Trade and Industry Minister Rob Davies. Picture: TREVOR SAMSON
Rob Davies. Picture: TREVOR SAMSON

TRADE and Industry Minister Rob Davies trumpeted the findings of the UN Conference on Trade and Development’s (Unctad’s) world investment report, when it showed that foreign direct investment (FDI) into SA had jumped in 2013.

The minister is unlikely to be as keen to draw attention to the Unctad survey this year.

In 2013, FDI into SA had doubled to more than $8bn. In 2015, it plummeted to just $1.7bn, from $5.7bn in 2014.

Then foreign companies were investing more into SA than SA companies were investing abroad. In 2015, the Unctad report shows, South African companies’ outward FDI fell to $5.3bn, but the net effect was still a very sizeable outward flow.

The Unctad breakdowns are somewhat more encouraging, because they show an encouraging increase in greenfields investment in new facilities and equipment, rather than merger and acquisition activity.

Greenfields projects by foreign companies in SA increased to $4.8bn in 2015, from a pre-financial crisis average of $3.4bn.

But the bottom line is that SA is losing market share as a destination for FDI.

Its chunk has fallen in a year in which Unctad reports a strong recovery, with global FDI flows jumping 38% to their highest levels since the global financial crisis.

It reports, too, that while more than half of this went to developed economies, especially the US and in Europe, developing economies saw their FDI inflows hit a new high.

Depressingly, the rest of Africa was not among the beneficiaries, and SA was not the only loser as inward flows to the continent fell 7%.

But SA’s problem is a particularly acute one given that it is not only foreigners who are not willing to put their money here — it is domestic companies too.

Reserve Bank figures show that private sector investment contracted in 2015 in real terms. In essence, corporate SA is not investing more than it has to maintain existing capacity — but it is continuing to expand into other markets, mostly outside of Africa, at a fairly rapid rate.

The reluctance by locals to invest in the domestic economy is matched by that of foreigners. And who could blame them?

SA’s economic growth rate is expected to be close to zero this year.

Few expect the economy to get back even to 2% growth in the next couple of years.
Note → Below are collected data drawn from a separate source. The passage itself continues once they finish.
Issue #2545, opened 2022-06-16
Add Rational Number to standard library


locriacyber:
## The proposal
1: Add `Rational` type
2: Add related helper functions to `Data.Rational`
3: Make decimal literals use `fromRational` (like `fromInteger`)
4: Add an interface for non-total division

Related: https://github.com/idris-lang/Idris2/issues/2097

Should Idris add rational literal other base (like `0x76.bf`), it can be represented with fractions fairly easily.

We can't use `Fractional` for division if we do not want `7/0` to be valid.

## Motivation
The desire to ~~create frog fractions 3~~ represent rational numbers accurately.

### Examples

```
d0 : Double
d0 = 0.3
-- d0 = fromRational (RatioOf 3 10)

x0 : Rational
x0 = 1.2

x0_accurate : x0 = RatioOf 12 10
x0_accurate = Refl
```

### Technical implementation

And almost everyone is agreed that in the absence of deep structural reforms that would make the economy more competitive and productive, growth is unlikely to pick up in a meaningful way even in the medium term.

That does not make for a very dynamic market into which investors would make long-term investments.

What makes the environment unattractive is the policy and political uncertainty that has become characteristic of the country.

SA’s sophisticated financial markets continue to make it an attractive destination for "hot money" portfolio flows into stocks and bonds.

But investors cannot be expected to commit long-term money to greenfields projects or acquisitions in SA in the absence of clarity about issues such as mining and empowerment legislation.

Nor can they be confident of a level playing field when allegations of state capture and corruption predominate.

Rating agencies, such as S&P Global Ratings, have provided SA with a roadmap of the kinds of changes that are needed if investors and rating agencies are to take us more seriously as an investment destination.

That includes sorting out the mining charter and labour relations regime, and bringing more cohesion to government economic policy.

We could add other items to the list. The bottom line is that if SA wants to woo investors, it needs to make itself more attractive.